Cloud Collection Platform for Internet open data


PFG independent research and development of CCP (cloud data acquisition) platform, with 14 independent development of software copyright, including data collection, data cleaning, Chinese semantic recognition and database and other technological innovations. PFG strong ability of independent research and development to ensure the "Internet plus" research strategy.

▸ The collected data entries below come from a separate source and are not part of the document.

PR #23076, opened 2025-03-06
enhancement(ctb): add aria data to relations buttons

innerdvations:
### What does it do?

Adds aria attributes to the relations buttons in the CTB

NOTE: I accidentally merged [some tests](https://github.com/strapi/strapi/pull/23078) into this that were dependant on this PR and I had intended to wait until this was merged. But they're just tests and technically do test this functionality 😆 and they've already been reviewed [here](https://github.com/strapi/strapi/pull/23078)

### Why is it needed?

There was no way for screen readers (or Playwright) to identify which button was which, nor to detect which button was currently active. This way we tell screen readers to ignore the svg and read the new label instead.

### How to test it?

inspect element on the ctb relations buttons as you use them and see the labels

### Related issue(s)/PR(s)

### DIFF
--- a/packages/core/content-type-builder/admin/src/components/Relation/RelationNaturePicker/RelationNaturePicker.tsx
+++ b/packages/core/content-type-builder/admin/src/components/Relation/RelationNaturePicker/RelationNaturePicker.tsx
@@ -108,8 +108,11 @@ export const RelationNaturePicker = ({
                     }}
                     padding={2}
                     type="button"
+                    aria-label={formatMessage({ id: getTrad(`relation.${relation}`) })}
+                    aria-pressed={relationType === relation}
+                    data-relation-type={relation}
                   >
-                    <Asset key={relation} />
+                    <Asset key={relation} aria-hidden="true" />
                   </IconWrapper>
                 );
               })}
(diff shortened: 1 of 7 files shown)


packages/core/content-type-builder/admin/src/components/Relation/RelationNaturePicker/RelationNaturePicker.tsx
```diff
@@ -108,8 +108,11 @@ export const RelationNaturePicker = ({
                     }}
                     padding={2}
                     type="button"
+                    aria-label={formatMessage({ id: getTrad(`relation.${relation}`) })}
```
innerdvations, line 111: This actually leads to a duplicate of "has many" where one is the inverted has many, but I didn't want to add a new translation for it. If someone has a good idea let me know -- like if we have another string somewhere that we can use that explains it better

jhoward1994 (approved):
This look good, thanks!

Just wondering if we want to do anything about the sonar cloud duplicated lines flag?

It looks like we could lift stuff out as common in
- tests/e2e/tests/content-type-builder/collection-type/create-collection-type.spec.ts
- tests/e2e/tests/content-type-builder/components/create-components.spec.ts
- tests/e2e/tests/content-type-builder/single-type/create-single-type.spec.ts

innerdvations:
> This look good, thanks!
> 
> Just wondering if we want to do anything about the sonar cloud duplicated lines flag?
> 
> It looks like we could lift stuff out as common in
> 
> * tests/e2e/tests/content-type-builder/collection-type/create-collection-type.spec.ts
> * tests/e2e/tests/content-type-builder/components/create-components.spec.ts
> * tests/e2e/tests/content-type-builder/single-type/create-single-type.spec.ts

Since they're tests, I was going to leave them repetitive like that. Maybe after the CTB refactor we can see if they're still similar enough to DRY them a bit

"CCP (cloud data acquisition)" platform adopts the advanced multithreading, distributed architecture, you can also run on dozens of computer terminals, each terminal can run 30 threads at the same time, constitute a huge network, and can in a short period of time grasping a large number of page data. In addition, the platform is also designed for the buffer pool, a large amount of data independent storage in each terminal, data acquisition is completed, then independent upload to the server, to avoid the short time within a large amount of data storage caused by the impact. In response to the special needs of CCP design transform function of IP, IP converter can access to the web, the breakthrough dictation access restrictions. In response to the dynamic page, CCP design of the two acquisition modes: no refresh background data acquisition and analog browser acquisition. The former can be used to deal with large scale static pages, to achieve rapid acquisition; the latter can be used to deal with the increasing dynamic pages. In response to the picture text, CCP design of the OCR recognition module, you can get the picture text recognition, all kinds of page data can be achieved.